DAS WEINEN DER VÖGEL/AN ORCHESTRA OF MINORITIES
Der schwierige zweite Roman nach einem triumphalen Debüt
Die schwierigen zweiten Romane – ein Thema für sich. Umso schwieriger übrigens, je erfolgreicher der Erstling war. Chigozie Obioma hatte 2015 mit THE FISHERMEN einen fulminanten Debutroman vorgelegt, mit welchem er international Aufsehen erregte. Da erzählte jemand mitten aus der afrikanischen – genauer: der nigerianischen – Wirklichkeit heraus und schuf doch ein Werk, das Allgemeingültigkeit beanspruchen durfte, verhandelte hier doch ein junger Autor die Conditio humana, als habe er nie etwas anderes getan. 2019 legte Obioma nach und veröffentlichte AN ORCHESTRA OF MINORITIES (DAS WEINEN DER VÖGEL; Original 2019, Dt. 2019). Noch detaillierter erzählte er aus der Gegenwart einer Gesellschaft, die einerseits nach traditionellen Werten und Riten lebt, zugleich aber schon lange den Werten – vor allem den materiellen Werten – westlicher Gesellschaften nacheifert. Anhand der Geschichte des jungen Chinonso, der in der Tradition seines Vaters eine Hühnerfarm betreibt, eines Nachts Zeuge wird, wie die ebenfalls noch sehr junge Ndali droht, sich von einer Brücke zu stürzen, sie anspricht und in einer Anwandlung spiritueller Erleuchtung ein Huhn und seinen besten Hahn opfert, um sie an ihrer statt dem Tod zu übergeben.

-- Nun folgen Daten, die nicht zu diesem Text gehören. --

PR #959, opened 2020-01-15
Support interception, serialization and commitment of all `RadonError`s

### LINKED ISSUE #939: Support interception, serialization and commitment of all `RadonError`s
Currently, only HTTP Status errors are committed by node operators.

### LINKED ISSUE #963: Tally scripts should be re-intercepted into a catch-all RadonError
## Description
Under the current business logic, any `RadError`s raised during execution of Radon scripts are matched against a "interception" matrix that turns consensus-critical errors into actual `RadonTypes` that can be committed/revealed/tallied.

Note however that there's no guarantees for the interception matrix to actually cover all consensus-critical `RadError`s — some of them may inadvertently not be intercepted.

That's an issue for the Tally stage. Failure to produce a valid tally from the existing reveals stops the node from producing a block, and may easily lead to a situation in which no more blocks are ever appended to the chain.

## Proposed solution
When producing tallies, we need to re-intercept the output of the interceptor by turning any `RadError` that may have "survived" interception into a `RadonError::TallyError` or similar.

This solution should make the node a whole lot more robust, as this is the final missing piece to ensure that no valid Witnet request gets ever stuck without an eventual tally after a discrete time.

tmpolaczyk:
Close #939
Close #963 

This implements a bidirectional conversion between `RadonErrors` and `RadError`. This way we avoid duplicating the serialization logic. Basically, all `RadonErrors` must be convertible to `RadError`, and if that `RadError` has any extra arguments, these arguments are encoded into the CBOR array. Detailed explanation:

`RadonError` is the type reported by nodes when a data request has some error. Most `RadonTypes` are encoded as their CBOR equivalent: for example `RadonInteger` is encoded as `Value::Integer` and `RadonString` is `Value::Text`. But there is no `Value::Error`, so the encoding of `RadonError` is a bit different.

A `RadonError` is serialized as a tagged CBOR array with tag id 39:

```rust
CborValue::Tagged(Tag::of(39), Box::new(CborValue::Array(values)))
```

Where `values` is an array where the first element is the error code, and the other elements are extra arguments (depending on the error code, most of the errors do not have any extra arguments).

All the possible error codes are defined as `RadonErrors`.

The `values` array is created using the `ErrorLike` trait:

```rust
impl ErrorLike for RadError {
    fn encode_cbor_array(&self) -> Vec<SerdeCborValue> {
        self.try_into_cbor_array().unwrap()
    }
}
```

`try_into_cbor_array` performs the serialization. The error arguments are serialized using `serde_cbor`, so anything that implements `Serialize` works. One important exception is anything related to `RadonTypes`. Because of the special serialization of `RadonError`, `RadonTypes` cannot implement `Serialize`. But for example the `ModeTie` error has one argument `values: RadonArray`. The current workaround is to first convert the `RadonArray` to bytes, and then serialize that bytes. This results in CBOR inside CBOR, we must deserialize that twice, but it works. Some alternatives are replacing `RadonArray` with `Vec<Values>`, or making that argument optional, or not supporting `ModeTie` errors.

Deserialization is performed in `try_from_kind_and_cbor_args`. It's pretty straight-forward given the serialization. Everything is tested so errors like "forgetting to implement serialize when adding a new `RadonErrors`" or copy-paste errors can be easily avoided.

### DIFF
--- a/node/src/actors/chain_manager/mining.rs
+++ b/node/src/actors/chain_manager/mining.rs
@@ -289,7 +289,6 @@ impl ChainManager {
                     rad_manager_addr
                         .send(ResolveRA {
                             rad_request,
-                            dr_pointer,
                             timeout: data_request_timeout,
                         })
                         .map(move |result| match result {
@@ -387,10 +386,7 @@ impl ChainManager {
                             &slice,
                             e
                         );
-                            Some(
-                                RadonReport::from_result(Err(e), &ReportContext::default())
-                                    .unwrap(),
-                            )
+                            Some(RadonReport::from_result(Err(e), &ReportContext::default()))
                         },
                     );
 
@@ -406,16 +402,13 @@ impl ChainManager {
                         })
                         .then(|result| match result {
                             // If the result of `RunTally` is `Ok`, it will be published as tally
-                            Ok(Ok(value)) => futures::future::ok(value),
+                            Ok(Some(value)) => futures::future::ok(value),
                             // If the result of `RunTally` is `Err`, we ignore this data request.
                             // If a data request has an invalid tally script, it will never resolve.
                             // The Radon engine should return `Ok(RadonError)` for errors which should
                             // be published as the result of the data request, or we could use a
                             // special radon value to indicate "generic error"
-                            Ok(Err(e)) => {
-                                log::warn!("Couldn't run tally: {}", e);
-                                futures::future::err(())
-                            }
+                            Ok(None) => unreachable!("Couldn't run tally"),
                             Err(e) => {
                                 log::error!("Couldn't run tally: {}", e);
                                 futures::future::err(())
--- a/node/src/actors/chain_manager/mining.rs
+++ b/node/src/actors/chain_manager/mining.rs
@@ -13,14 +13,13 @@ use witnet_data_structures::{
         Hashable, PublicKeyHash, TransactionsPool, UnspentOutputsPool, ValueTransferOutput,
     },
     data_request::{create_tally, DataRequestPool},
-    radon_report::{RadonReport, ReportContext},
     transaction::{
         CommitTransaction, CommitTransactionBody, MintTransaction, RevealTransaction,
         RevealTransactionBody, TallyTransaction,
     },
     vrf::{BlockEligibilityClaim, DataRequestEligibilityClaim, VrfMessage},
 };
-use witnet_rad::{error::RadError, types::serial_iter_decode};
+use witnet_rad::types::serial_iter_decode;
 use witnet_validations::validations::{
     block_reward, calculate_randpoe_threshold, calculate_reppoe_threshold, dr_transaction_fee,
     merkle_tree_root, update_utxo_diff, validate_block, vt_transaction_fee, UtxoDiff,
@@ -378,16 +377,7 @@ impl ChainManager {
                     let reports = serial_iter_decode(
                         &mut reveals
                             .iter()
-                            .map(|reveal_tx| (reveal_tx.body.reveal.as_slice(), reveal_tx)),
-                        |e: RadError, slice: &[u8], reveal_tx: &RevealTransaction| {
-                            log::warn!(
-                            "Could not decode reveal from {:?} (revealed bytes were `{:?}`): {:?}",
-                            reveal_tx,
-                            &slice,
-                            e
-                        );
-                            Some(RadonReport::from_result(Err(e), &ReportContext::default()))
-                        },
+                            .map(|reveal_tx| reveal_tx.body.reveal.as_slice()),
                     );
 
                     let min_consensus_ratio =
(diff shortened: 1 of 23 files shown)


aesedepece:
Please consider that `RadonError` is a consensus-critical data structure. It needs to be uniform across multiple implementations.

The most extensive specification for it can be found at https://github.com/witnet/witnet-ethereum-bridge/blob/master/contracts/Witnet.sol#L22:

```solidity
  enum ErrorCodes {
    // 0x00: Unknown error. Something went really bad!
    Unknown,
    // Script format errors
    /// 0x01: At least one of the source scripts is not a valid CBOR-encoded value.
    SourceScriptNotCBOR,
    /// 0x02: The CBOR value decoded from a source script is not an Array.
    SourceScriptNotArray,
    /// 0x03: The Array value decoded form a source script is not a valid RADON script.
    SourceScriptNotRADON,
    // Complexity errors
    /// 0x10: The request contains too many sources.
    RequestTooManySources,
    /// 0x11: The script contains too many calls.
    ScriptTooManyCalls,
    // Operator errors
    /// 0x20: The operator does not exist.
    UnsupportedOperator,
    // Retrieval-specific errors
    /// 0x30: At least one of the sources could not be retrieved, but returned HTTP error.
    HTTP,
    /// 0x31: Retrieval of at least one of the sources timed out.
    RetrievalTimeout,
    // Math errors
    /// 0x40: Math operator caused an underflow.
    Underflow,
    /// 0x41: Math operator caused an overflow.
    Overflow,
    /// 0x42: Tried to divide by zero.
    DivisionByZero,
  }
```

node/src/actors/chain_manager/mining.rs
```diff
@@ -406,16 +392,13 @@ impl ChainManager {
...
                             // If the result of `RunTally` is `Err`, we ignore this data request.
                             // If a data request has an invalid tally script, it will never resolve.
                             // The Radon engine should return `Ok(RadonError)` for errors which should
                             // be published as the result of the data request, or we could use a
                             // special radon value to indicate "generic error"
-                            Ok(Err(e)) => {
-                                log::warn!("Couldn't run tally: {}", e);
-                                futures::future::err(())
-                            }
+                            Ok(None) => unreachable!("Couldn't run tally"),
```
lrubiorod: If None is unreachable, why use an Option?

tmpolaczyk: Actix doesn't like handlers returning `RadonReport` :man_shrugging:

rad/src/types/mod.rs
```diff
@@ -5,7 +5,7 @@ use std::{
 };
 
 use cbor::value::Value as CborValue;
-use serde::Serialize;
+use log::warn;
```
lrubiorod:
```suggestion
use log;
```
and later use log::warn!

rad/src/error.rs
```diff
@@ -253,11 +277,223 @@ pub enum RadError {
...
+        message, inner
+    )]
+    UnhandledIntercept {
+        inner: Option<Box<RadError>>,
+        message: Option<String>,
+    },
+}
+
+impl RadError {
+    pub fn try_from_kind_and_cbor_args(
```
aesedepece: As discussed, this is worth being separated from `RadError` and directly returning a `RadonError`. That way, the `match kind` would be much simpler, as it would only need to cover those `RadonErrors` for which we expect / support argument decoding.

rad/src/error.rs
```diff
@@ -360,3 +587,125 @@ impl TryFrom<Result<RadonTypes, RadError>> for RadonTypes {
...
 }
+
+#[cfg(test)]
+mod tests {
+    use super::*;
+    use crate::types::integer::RadonInteger;
+    use num_enum::TryFromPrimitive;
+    use serde_cbor::Value;
+
+    fn rad_error_example(radon_errors: RadonErrors) -> RadError {
```
aesedepece: This is cool!

rad/src/types/mod.rs
tmpolaczyk: Fun fact: `use log;` doesn't do anything because dependencies are already imported. The code will work just as well without it.

rad/src/error.rs
```diff
@@ -253,11 +277,251 @@ pub enum RadError {
         achieved, required
     )]
     InsufficientConsensus { achieved: f64, required: f64 },
+    /// The request contains too many sources.
+    #[fail(display = "The request contains too many sources")]
+    RequestTooManySources,
```
tmpolaczyk: Do we want to add arguments to this errors? For example `RequestTooManySources { num_sources: u8 }`.

lrubiorod: Should be great, like num_sources and limit_sources

tmpolaczyk:
Some unhandled errors:

```
RadonError(UnhandledIntercept { inner: None, message: Some("inner: HttpOther { message: \"couldn\\\'t resolve host name\" }") })
```

Do we want to unify `HttpOther` with `HTTPError`? This particular error was "couldn't resolve host name", that's probably a DNS error that can happen if the network is down.

rad/src/error.rs
tmpolaczyk: Oh nevermind, they are not implemented yet. The arguments will be added when they are implemented

rad/src/error.rs
aesedepece: image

Aus dieser kurzen Begegnung entwächst eine tiefe Liebe, die allerdings an den Ansprüchen ihrer Eltern zu scheitern droht. Die wollen ihre studierende Tochter nicht an einen in ihren Augen ungebildeten Mann verlieren. Chinonso meint zu begreifen, daß Bildung, wie sie in Ndalis Elternhaus verstanden wird, auch ihm zugutekäme. Er gibt die Farm auf, verkauft sein Hab und Gut, geht auf den Ratschlag eines Freundes hin nach Zypern, wo Nigerianer angeblich auf der türkischen Seite der Insel gut behandelt würden und studieren könnten. Doch spätestens ab seiner Ankunft auf der geteilten Insel, deren griechischer Teil ja nur der EU angehört, läuft alles schief: Sein Freund hat ihn betrogen, die Studiengebühren und das Studentenwohnheim wurden nur zum Teil bezahlt, die Versprechungen, denen Chinonso geglaubt hatte, erweisen sich größtenteils als hohl. In seiner Verzweiflung – auch darüber, seiner Geliebten eingestehen zu müssen, daß er einem Betrug aufgesessen ist – trifft Chinonso eine falsche Entscheidung nach der andern, bis er schließlich sogar im Gefängnis landet und für Jahre weggesperrt wird. Doch wenn Chinonso dachte, daß sein Leidensweg damit beendet sei, so irrt er, denn sein wahrer Höllenweg beginnt erst, als er nach Nigeria zurückkehren kann und dort feststellen muß, daß nichts mehr ist, wie er es erwartet hatte.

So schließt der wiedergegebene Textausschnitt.